U.S. v. Adams (9th Cir. - Jan. 3, 2006)

Okay, some advice to everyone out there as we ring in 2006.

Let's say that you have assets of over $7.4 million and your net worth is, say, $7.1 million. Your lifestyle includes hitting the occasional bong. Okay, let's say, more than occasional. You live in Wolf Creek, Montana, after all. Big Sky. Big High. That's how you like to spend some of your time.

Those are the predicate assumptions. Which of the following is your best approach to effectuate your chosen lifestyle:

(A) Score some pot, at your leisure, from any of the legions of dudes in Montana willing so sell you some.
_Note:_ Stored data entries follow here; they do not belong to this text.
PR #2784, opened 2020-03-27
Fix kind script

anyasabo:
Fixes some errors introduced in https://github.com/elastic/cloud-on-k8s/pull/2752

You can see the error [here](
https://devops-ci.elastic.co/job/cloud-on-k8s-e2e-tests-kind-k8s-versions/33/console).

Shellcheck is upset that both `${KIND_LOGGING}` and `${config_opts}` are unquoted, but quoting them also causes problems. [This](https://github.com/koalaman/shellcheck/wiki/SC2086) is the article for that error. If I understand it correctly, we want to split on spaces, so it suggests we read from an array. But then I run into other issues that I don't quite understand. 

For these I just disabled the lint check to get it up and running, and added a TODO for someone better at bash to figure out if there's a better way.

Also fixes [SC2206](https://github.com/koalaman/shellcheck/wiki/SC2206) by switching to `read -ra`.

To verify it works locally, you can use
```
LOAD_IMAGES=docker.elastic.co/k8s/build-tools,gcr.io/distroless/base  NODE_IMAGE="kindest/node:v1.15.3" ./hack/kind/kind.sh
```
or substitute other images you have downloaded locally.

### DIFF
--- a/hack/kind/kind.sh
+++ b/hack/kind/kind.sh
@@ -14,7 +14,12 @@
 # Exit immediately for non zero status
 set -e
 
-KIND_LOGGING=${KIND_LOGGING:-"-v 1"}
+if [ -n "${KIND_LOGGING}" ]; then
+  IFS=' ' read -r -a log_lvl <<< "${KIND_LOGGING}"
+else
+  log_lvl=("-v" "1")
+fi
+
 CLUSTER_NAME=${KIND_CLUSTER_NAME:-eck-e2e}
 NODES=3
 MANIFEST=/tmp/cluster.yml
@@ -25,7 +30,7 @@ scriptpath="$( cd "$(dirname "$0")" ; pwd -P )"
 
 function check_kind() {
   echo "Check if Kind is installed..."
-  if ! kind --help > /dev/null; then
+  if ! command -v kind ; then
     echo "Looks like Kind is not installed."
     exit 1
   fi
@@ -79,14 +84,13 @@ function setup_kind_cluster() {
     echo "No existing kind cluster with name ${CLUSTER_NAME}. Continue..."
   fi
 
-  config_opts=""
+  config_opts=()
   if [[ ${NODES} -gt 0 ]]; then
-    config_opts="--config ${MANIFEST}"
+    config_opts+=("--config" "${MANIFEST}")
   fi
   # Create Kind cluster
   # TODO: see if this lint rule can be re-enabled
-  # shellcheck disable=SC2086
-  if ! (kind ${KIND_LOGGING} create cluster --name="${CLUSTER_NAME}" ${config_opts} --retain --image "${NODE_IMAGE}"); then
+  if ! (kind "${log_lvl[@]}" create cluster --name="${CLUSTER_NAME}" "${config_opts[@]}" --retain --image "${NODE_IMAGE}"); then
     echo "Could not setup Kind environment. Something wrong with Kind setup."
     exit 1
   fi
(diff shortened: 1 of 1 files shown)


charith-elastic:
This seems to work for me (not exhaustively tested though)

```patch
diff --git a/hack/kind/kind.sh b/hack/kind/kind.sh
index f779c488..057d6f92 100755
--- a/hack/kind/kind.sh
+++ b/hack/kind/kind.sh
@@ -13,10 +13,8 @@
 
 # Exit immediately for non zero status
 set -e
-# Print commands
-set -x
 
-KIND_LOGGING=${KIND_LOGGING:-"-v 1"}
+KIND_LOGGING=("-v" "1")
 CLUSTER_NAME=${KIND_CLUSTER_NAME:-eck-e2e}
 NODES=3
 MANIFEST=/tmp/cluster.yml
@@ -27,7 +25,7 @@ scriptpath="$( cd "$(dirname "$0")" ; pwd -P )"
 
 function check_kind() {
   echo "Check if Kind is installed..."
-  if ! kind --help > /dev/null; then
+  if ! command -v kind ; then
     echo "Looks like Kind is not installed."
     exit 1
   fi
@@ -81,12 +79,12 @@ function setup_kind_cluster() {
     echo "No existing kind cluster with name ${CLUSTER_NAME}. Continue..."
   fi
 
-  config_opts=""
+  config_opts=()
   if [[ ${NODES} -gt 0 ]]; then
-    config_opts="--config ${MANIFEST}"
+	config_opts+=("--config" "${MANIFEST}")
   fi
   # Create Kind cluster
-  if ! (kind "${KIND_LOGGING}" create cluster --name="${CLUSTER_NAME}" "${config_opts}" --retain --image "${NODE_IMAGE}"); then
+  if ! (kind "${KIND_LOGGING[@]}" create cluster --name="${CLUSTER_NAME}" "${config_opts[@]}" --retain --image "${NODE_IMAGE}"); then
     echo "Could not setup Kind environment. Something wrong with Kind setup."
     exit 1
   fi
@@ -139,7 +137,7 @@ fi
 if [[ -n "${LOAD_IMAGES}" ]]; then
   IMAGES=("${LOAD_IMAGES//,/ }")
   for image in "${IMAGES[@]}"; do
-          kind "${KIND_LOGGING}" --name "${CLUSTER_NAME}" load docker-image --nodes "${workers}" "${image}"
+          kind "${KIND_LOGGING[@]}" --name "${CLUSTER_NAME}" load docker-image --nodes "${workers}" "${image}"
   done
 fi
 ```

**Comment by anyasabo** [comment]
Thanks @charith-elastic , that helped a lot. I made some modifications to allow users to override the log level still, but otherwise used what you provided.

File: hack/kind/kind.sh [hunk 1]
```diff
@@ -13,10 +13,13 @@
...
-# Print commands
-set -x
 
-KIND_LOGGING=${KIND_LOGGING:-"-v 1"}
+if [ -n "${KIND_LOGGING}" ]; then
+  IFS=' ' read -r -a log_lvl <<< "${KIND_LOGGING}"
+else
+  log_lvl=("-v" "1")
+fi
+
```
charith-elastic: I think it would be simpler this way:

```suggestion
KIND_LOG_LEVEL=${KIND_LOG_LEVEL:-"1"}
log_lvl=("-v" "$KIND_LOG_LEVEL")
```

WDYT?

anyasabo: 👍  good call

PR #2943, opened 2020-04-23
Add retries for Vault in CI

thbkrkr:
Add a tiny bash function to retry the vault command for a specified
number of times until the command exits successfully with an exponential
backoff.

Resolves #2821.

PR #3117, opened 2020-05-20
Add retries for docker push

### LINKED ISSUE #3106: Retry docker push
`docker push` has failed repeatedly in CI. We may want to wrap it in retries as we did [vault](https://github.com/elastic/cloud-on-k8s/blob/master/.ci/Makefile#L15). We updated the registry host name in https://github.com/elastic/cloud-on-k8s/pull/3105 which may help, but if it persists I think it's worth picking this up.

Example failures:
https://devops-ci.elastic.co/job/cloud-on-k8s-e2e-tests-master/249//testReport
https://devops-ci.elastic.co/job/cloud-on-k8s-e2e-tests-master/251//testReport

thbkrkr:
Reuse the [`retry.sh`](https://github.com/elastic/cloud-on-k8s/blob/master/.ci/common/retry.sh) script added in #2943 to add retries for `docker push`.

Resolves #3106.


thbkrkr:
Good point! I do not remember either but I think it is better to make all of our `docker push` more robust.

anyasabo:
Looks like shellcheck is unhappy atm but when it's resolved LGTM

Or
(B) Plant hundreds of marijuana plants on your own property, which will subsequently be discovered when the DEA conducts its inevitable helicopter flyover, resulting in both the seizure of your property as well as a mandatory fine of $400,000, which -- unlike virtually every other bud-smoking guy in the universe -- you will actually have the assets (and hence be forced) to pay.

A toughie, eh? Remember the choices again: (A) Spending an occasional $500/ounce, or (B) Spending $400,000 plus losing your property. Hmmm. Which should I choose?

Needless to say, Ronald Adams chooses (B). Hence this appeal.

In the end, you'll be happy to know that Adams gets his sentence vacated. Because Adams struck a plea deal with the government which said that, in return for his plea, the government would recommend that no fine be imposed. But the $400,000 fine was mandatory under the guidelines, and no one (including the judge) never told Bruce that before he pled guilty. So the panel -- over Judge Kleinfeld's dissent -- lets Bruce withdraw his plea.

The lesson for today: Multimillionaires should not grow their own. Let us rejoice in the additional knowledge we have acquired in 2006.